Print version ISSN 1413-8670

Braz J Infect Dis vol.8 no.3 Salvador June 2004

http://dx.doi.org/10.1590/S1413-86702004000300009 

ORIGINAL PAPERS

 

Avidity of IgG for rubella: an evaluation of the need for implementation at the Materno-Infantil Presidente Vargas Hospital in Porto Alegre, Rio Grande do Sul, Brazil

 

 

Reis, M.M.I,II; Tessaro, M.M.I; Cruz e Silva, J.III; Giordano, S. A.I; d'Azevedo, P.A.II

IPathology Service of the Hospital Materno Infantil Presidente Vargas (HMIPV)
IIDepartment of Microbiology and Parasitology of the Fundação Faculdade Federal de Ciências Médicas de Porto Alegre (FFFCMPA)
IIIFaculty of Pharmacy of the Universidade Luterana do Brasil (ULBRA), Porto Alegre, RS, Brazil

Correspondence

 

 


ABSTRACT

Rubella serum assays performed in the laboratory of the Materno-Infantil Presidente Vargas Hospital (HMIPV) from 1998 to 2002 were reviewed to determine if IgG avidity assays should be implemented. IgG was determined using the Enzyme Linked Fluorescent Assay, ELFA, VIDAS® system, bioMérieux or the Microparticle Enzyme Immunoassay, MEIA, Axsym® system, Abbott, and IgM was determined using the ELFA, VIDAS® system, bioMérieux, a capture format assay. Specific IgG was assayed in 2,863 samples, with positive results for 84% of the patients, for the most part with high levels of antibodies. IgM was assayed in 2,851 samples, being positive in 14 (0.49%) and inconclusive in 25 (0.88%). Serology for toxoplasmosis was also positive or inconclusive in 5 patients. After a cost-effectiveness analysis, it was decided not to implement avidity assays, considering that the HMIPV is a public institution, with limited funding. Difficulties concerning the integration of the Clinical Pathology Service with the Clinical Staff of the institution were also considered.

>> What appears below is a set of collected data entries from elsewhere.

PR #363, opened 2026-03-10
fix: include block library editor styles for correct placeholder UI

dcalhoun:
## What?

Include `@wordpress/block-library` editor styles (`editor.css`) in the visual editor's style bundle.

## Why?

Fix CMM-1939.

The editor-specific styles from `@wordpress/block-library` were not being loaded after being erroneously removed in #332. This caused styling issues in blocks that rely on editor-only CSS — notably the Featured Image block, whose placeholder button rendered at 100% width instead of the intended max 48px.

## How?

Import `editor.css` from `@wordpress/block-library/build-style/` and pass it to `useEditorStyles` alongside the existing block library styles.

Note: This means the stylesheet is loaded into the DOM twice, but this matches the web editor's current implementation, albeit odd.

## Testing Instructions

1. Open the demo editor.
2. Add a Featured Image block.
3. Verify the placeholder buttons (e.g., "Upload") are compact (~48px) rather than stretching to full width.

No accessibility changes — this is a CSS-only fix restoring intended button dimensions.

## Screenshots or screencast 

Before | After
-- | --
before | after

### DIFF
--- a/src/components/visual-editor/index.jsx
+++ b/src/components/visual-editor/index.jsx
@@ -20,6 +20,7 @@ import '@wordpress/format-library';
 import componentStyles from '@wordpress/components/build-style/style.css?inline';
 import blockEditorContentStyles from '@wordpress/block-editor/build-style/content.css?inline';
 import blocksStyles from '@wordpress/block-library/build-style/style.css?inline';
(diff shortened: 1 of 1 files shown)


nbradbury (approved):
Fix is good! :shipit:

Key words: Rubella virus infection, congenital infection, avidity of IgG for rubella, serology for rubella virus.


 

 

Primary infection by the rubella virus is benign and is usually subclinical, but even if the mother has no symptoms the fetus may be severely affected, especially if infection occurs during the first 12 weeks of pregnancy [1-5]. The risk of teratogenicity if the mother is infected during the first eight weeks of gestation is nearly 100% [6]. The dissemination of the virus to the fetus probably begins with placental infection during maternal viremia. Possible mechanisms of cytopathogenicity include induction of apoptosis by the virus and inhibition of cell division [7-11]. When the fetus is infected after the 18th week of gestation, organogenesis is already complete, making the presence of anomalies much less probable [6].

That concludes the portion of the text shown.